# **testing** Lumia 1520.3 ROM



## nate0 (Dec 8, 2018)

I've been working on a custom ROM for the Lumia 1520.3 RM-938 32gb.

The variant info for the model I'm working with is below.

I wanted to know if there were any users out there US or non-US that would be wanting or willing to test a 1520.3 ROM with me.
*-You need to be able to understand and be capable of using Windows Phone Internals to unlock your phone
-Your device must be a 32GB model with Samsung eMMC
-This ROM is for the 1520.3 (RM-938) only, and was not tested for the 1520 (RM-939) or 1520.1 (RM-937).  However, I own a 32GB RM-940 (1520.2) and this ROM does successfully flash to that device and work.
-Like any altering of any device outside of stock or OEM specifications, there is a chance for something to go wrong. Even though most errors or issues can be reversed or fixed you could potentially render your device useless or damage it in other ways.  You would be willing to do this at your own risk.
-It would be best/ideal to do this with a spare device and not your main daily phone*

I currently use T-mobile US so one of the customizations I did was to alter the NVI settings and provisioning files to use t-mobile US HD voice and LTE bands.  I also removed some of the apps, and made a couple of other changes just for testing.  I'm limited in what I can verify works for cellular tweaks and changes since I only use T-Mobile US.

If anyone is interested, let me know here and I'll post up a link to the image files. If not no worries. I'll link what I come up with either way at some point.

Model info: Lumia 1520.3 RM-938 Product code: 059V6X0 with 29.1GB Samsung eMMC

ROM info: Version 1703 Build 10.0.15063.1446

UPDATE:
I've moved to another area of focus and so for now I ended troubleshooting and building this particular ROM further.  However what I ended up with I have posted a link for as I said I would.  The only real changes from what the original ROM was is I added my own NVI files under \Programs\CommonFiles\OEM\Public\Nokia\MultiVariant\MCC-310\ and replaced the default variant NVI files with the same.  I replaced the ADC files under \Programs\CommonFiles\ADC with that of the T-Mobile 640 LTE variant. I also removed some xap files that I personally found annoying or had no use for.  That is about it.

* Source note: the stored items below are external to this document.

PR #5665, opened 2020-02-21
Add support for declaring permissions on transformers

notbakaneko:
Allows permissions to be declared at the transformer level.
Using a transformer without the required permission will return empty; properties that require a permission that current user doesn't have for will not be rendered.

- [x] includes/requires #5603

- now also fixes some cases where a `null` is passed to an nested include


tests/Transformers/BeatmapDiscussionTransformerTest.php
```diff
@@ -0,0 +1,81 @@
...
+    {
+        parent::setUp();
+
+        $mapper = factory(User::class)->create();
+        $beatmapset = factory(Beatmapset::class)->states('with_discussion')->create([
+            'user_id' => $mapper->getKey(),
+        ]);
+
+        $this->beatmapDiscussion = $beatmapset->beatmapDiscussions()->first();
+        $this->beatmapDiscussion->update(['deleted_at' => now()]);
```
nanaya: missing variable declaration, also maybe call it `deletedBeatmapDiscussion`

tests/Transformers/BeatmapDiscussionPostTransformerTest.php
```diff
@@ -0,0 +1,91 @@
...
+use App\Models\User;
+use Tests\TestCase;
+
+class BeatmapDiscussionPostTransformerTest extends TestCase
+{
+    /** @var BeatmapDiscussion */
+    protected $beatmapDiscussion;
+
+    /** @var BeatmapDiscussionPost */
+    protected $post;
```
nanaya: `deletedPost`?

PR #5673, opened 2020-02-23
Remove Ubuntu quick setup script

### LINKED ISSUE #5672: Quick Ubuntu development setup script is outdated
I just planned to start contributing and set up fresh Ubuntu VM. After using priovided bootstrap.sh it seems that php is outdated there. I will try to increment it, retry and provide adequate PR for that.

image

Tetriando:
Since the Ubuntu quick development setup script is outdated and probably unreliable to keep eye on since there are other ways like docker, the proposition is to get rid of it completely and let developers setup and adjust their environment manually if needed.

I also adjusted some parts in README.md and SETUP.md besides strictly the Ubuntu setup. I changed the parts that I'm aware of so far. If there is more please let me know. If those changes should be separate from this PR, also let me know for the future.

Fixes #5672


Tetriando:
For example I was thinking if Node dependency mentioned in docs shouldn't be at least in version 10 LTS since 8 LTS is already deprecated.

Flash this at your own risk of course LINK


----------



## RomanMel (Dec 10, 2018)

*Testing Lumia 1520.3 ROM*

Hi, Sir !
I am ready to participate in new OS testing. I have Lumia 1520 RM-937, in Europe


----------



## nate0 (Dec 10, 2018)

RomanMel said:


> Hi, Sir !
> I am ready to participate in new OS testing. I have Lumia 1520 RM-937, in Europe

Click to collapse



I added some bullets in RED. Please review them in the first post and let me know if you understand or if you have any questions.


----------



## augustinionut (Dec 10, 2018)

Nate0, how you unbricked the phone?


----------



## nate0 (Dec 10, 2018)

augustinionut said:


> Nate0, how you unbricked the phone?

Click to collapse



My RM-939 is still bricked. I'm almost positive the uuid of the critical partitions are mismatched and maybe more...but going forward I did not work with that particular variant anymore since its modem nvi hard parameters (China Unicom) limited me for what I was originally trying to do anyway.


----------



## mirhl (Jan 9, 2019)

https://forum.xda-developers.com/wi...mer-unbrick-jtag-t3082592/page52#post68692677
https://forum.xda-developers.com/wi...ia-1320-hard-bricked-wpinternals-2-3-t3734020
https://forum.xda-developers.com/windows-10-mobile/lumia-emergency-files-including-models-t3748037
https://forum.xda-developers.com/windows-10-mobile/testing-debrand-lumia-1520-att-rm-940-t3656783


----------



## maverickrohan (Feb 21, 2019)

nate0 said:


> UPDATE:
> I've moved to another area of focus and so for now I ended troubleshooting and building this particular ROM further.  However what I ended up with I have posted a link for as I said I would.  The only real changes from what the original ROM was is I added my own NVI files under \Programs\CommonFiles\OEM\Public\Nokia\MultiVariant\MCC-310\ and replaced the default variant NVI files with the same.  I replaced the ADC files under \Programs\CommonFiles\ADC with that of the T-Mobile 640 LTE variant. I also removed some xap files that I personally found annoying or had no use for.  That is about it.
> 
> Flash this at your own risk of course LINK

Click to collapse



What edits did you make here? Could I not access the files in Mass Storage mode on my phone to update the files and fix the issue. Even I am on T-Mobile US and want to be able to use the LTE bands they support + enable HD Voice which the phone and both T-Mobile technically support.


----------



## nate0 (Feb 21, 2019)

maverickrohan said:


> What edits did you make here? Could I not access the files in Mass Storage mode on my phone to update the files and fix the issue. Even I am on T-Mobile US and want to be able to use the LTE bands they support + enable HD Voice which the phone and both T-Mobile technically support.

Click to collapse



I added and changed enough nvi settings to get the LTE bands I wanted and HD voice to work. If you want to know which lines were changed just compare the updated nvi file to the RM-938 original nvi file for MCC-310.


----------



## cataclysms (Mar 20, 2021)

The link is no longer valid.


----------



## nate0 (Mar 20, 2021)

cataclysms said:


> The link is no longer valid.

Click to collapse



Thanks for noticing.  I was not aware of anyone still using it...went back the other day and did some clean up of all my shared access.  Message me and I can share it for you.


----------



## cataclysms (Mar 21, 2021)

nate0 said:


> Thanks for noticing.  I was not aware of anyone still using it...went back the other day and did some clean up of all my shared access.  Message me and I can share it for you.

Click to collapse



The message icon is grayed out. I think it is because I am a new member. It won't let me message you.


----------



## nate0 (Mar 22, 2021)

cataclysms said:


> The message icon is grayed out. I think it is because I am a new member. It won't let me message you.

Click to collapse



What model 1520 do you have?... I miss that phone in some ways.


----------